The Insurance Companies Act also provides a wide range of discretionary intervention powers that allow the Office of the Superintendent of Financial Institutions (OSFI) to intervene to address any concerns that should arise with an insurance company. In this regard, OSFI maintains Guides to Intervention for life insurance companies and property and casualty insurance companies.
16 Trends and predictions
16.1 How would you describe the current insurance landscape and prevailing trends in your jurisdiction? Are any new developments anticipated in the next 12 months, including any proposed legislative reforms?
The Canadian insurance industry continues to evolve in the face of emerging technology and digitisation. We expect an increase in the regulation of financial technology, particularly with respect to the online distribution of insurance, and an increased focus on technology risks, including cyber risk. Industry awaits news from the Office of the Superintendent of Financial Institutions (OSFI) in connection with its review of reinsurance requirements, with the expectation that changes to OSFI’s reinsurance framework will be released within the next year. The industry and OSFI are working towards the implementation of International Financial Reporting Standard 17 – Insurance Contracts, and await any developments in that regard from the International Accounting Standards Board. This year will also be marked by the introduction of two new provincial insurance regulators in two of the top three markets in Canada: the Financial Services Regulatory Authority in Ontario and the Financial Services Authority in British Columbia. Quebec, the other top Canadian market, has seen a near-complete overhaul of its insurance legislation this year.

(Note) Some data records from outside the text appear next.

PR #1993, opened 2026-08-14
fix(downloader): surface configured path hints (#1984)

### LINKED ISSUE #1984: Download-client path check: expectedHint is a dead parameter and the media type is hardcoded to ebook
### Pre-flight

### Current behaviour

Two related loose ends in `internal/downloader/pathcheck.go`, both pre-existing and both found while reviewing #1966.

**1. `expectedHint` is a dead parameter.** `statRemappedPath(client, clientPath, expectedHint, globalRemap)` (`pathcheck.go:148`) never reads `expectedHint`. Both callers compute it:

```go
expected := ExpectedDownloadDirForClient(client, models.MediaTypeEbook, downloadDir, audiobookDownloadDir)
return statRemappedPath(client, savePath, expected, globalRemap)
```

so the work is done and thrown away. The warning message it was presumably meant to feed — "Bindery was configured to read from X" — is the single most useful thing to put in front of an operator whose path check just failed, so the intent looks right and the wiring is simply missing.

**2. The media type is hardcoded to ebook.** Both `qbittorrentPathVisibility` (`:117`) and `rtorrentPathVisibility` (`:88`) pass `models.MediaTypeEbook` unconditionally, so `audiobookDownloadDir` is threaded all the way down and never influences anything. For a client configured with a separate audiobook category (#700), the Test button's notion of "where Bindery expects the files" is the ebook dir regardless.

Neither causes a wrong verdict today — the stat is on the *client-reported* path, which is correct — so this is a message-quality and dead-code issue, not a correctness one. That is why it was left out of #1966 rather than fixed in passing.

### Expected behaviour

Either use `expectedHint` in the PathNotVisible message, or delete the parameter and the two computations feeding it. If it is used, resolve it per media type (or mention both dirs when the client has an audiobook category) instead of hardcoding ebook.

### Steps to reproduce

1. Configure a qBittorrent or rTorrent client whose completed-downloads path Bindery cannot read.
2. Press Test.
3. The warning names the client path and the remapped path, but never the directory Bindery was configured to read from — the value `expectedHint` was computed to carry.

### Trace logs

n/a — code-level finding, no runtime failure to trace.

### Deployment method

Source

### Bindery version

main @ v1.30.4

floze-the-genius:
## Summary

Use the previously dead `expectedHint` to make qBittorrent path-visibility warnings show the configured local download directory. When ebook and audiobook categories are separate, the warning lists both directories instead of hardcoding the ebook target. Closes #1984.

This changes warning text only. The visibility verdict still stats the same completed-download path, and NZBGet behavior is unchanged.

## Checklist

- [x] Tests added or updated
- [x] Doc-update gate cleared — no environment variables, config, or upgrade path changed; Godoc and a changelog fragment were updated
- [x] Wiki pages updated if user-facing behaviour changed — not applicable; no wiki page documents this warning

## Test plan

- [x] `go test -coverprofile=coverage.out -covermode=atomic ./cmd/... ./internal/...`
- [x] `go test -race -timeout=15m ./internal/downloader`
- [x] `go vet ./...`
- [x] `gofmt -l . | tee /dev/stderr | (! read)`
- [x] `golangci-lint run --timeout=5m` (v2.11.4)
- [x] `govulncheck ./...`
- [x] `make changelog`
- [x] Frontend checks not applicable — no files under `web/` changed

### DIFF
--- a/changelog.d/1984-pathcheck-hints.md
+++ b/changelog.d/1984-pathcheck-hints.md
@@ -1,0 +1,2 @@
+### Fixed
+- **Download client path warnings** (#1984) — Show Bindery's configured ebook and audiobook directories when a qBittorrent completed-downloads path is not visible.
--- a/internal/downloader/pathcheck.go
+++ b/internal/downloader/pathcheck.go
@@ -94,8 +94,29 @@ func qbittorrentPathVisibility(ctx context.Context, client *models.DownloadClien
 	if savePath == "" {
 		return PathVisibility{Status: PathUnknown}
 	}
-	expected := ExpectedDownloadDirForClient(client, models.MediaTypeEbook, downloadDir, audiobookDownloadDir)
+	expected := qbittorrentExpectedHint(client, downloadDir, audiobookDownloadDir)
 	return statRemappedPath(client, savePath, expected, globalRemap)
+}
+
+// qbittorrentExpectedHint describes the local directories Bindery is configured
+// to read for the categories this client serves. When audiobooks use a separate
+// category, include both media-specific directories so a failed visibility check
+// does not misleadingly point only at the ebook directory (#1984).
+func qbittorrentExpectedHint(client *models.DownloadClient, downloadDir, audiobookDownloadDir string) string {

The industry is following the developments from the insurance regulators in these jurisdictions closely.
17 Tips and traps
17.1 What are your top tips for insurance companies operating in your jurisdiction and what potential sticking points would you highlight?
It is generally preferable to be transparent with the Office of the Superintendent of Financial Institutions (OSFI), and OSFI’s ‘expectations’ are better understood as minimum requirements to operate an insurance company in Canada. In comparison to insurance regulators in other jurisdictions, OSFI is generally active in its supervision and conservative in its approach. Insurance companies would be well advised to foster close relationships with their OSFI relationship managers and to demonstrate a prudent and policyholder-focused approach to their business.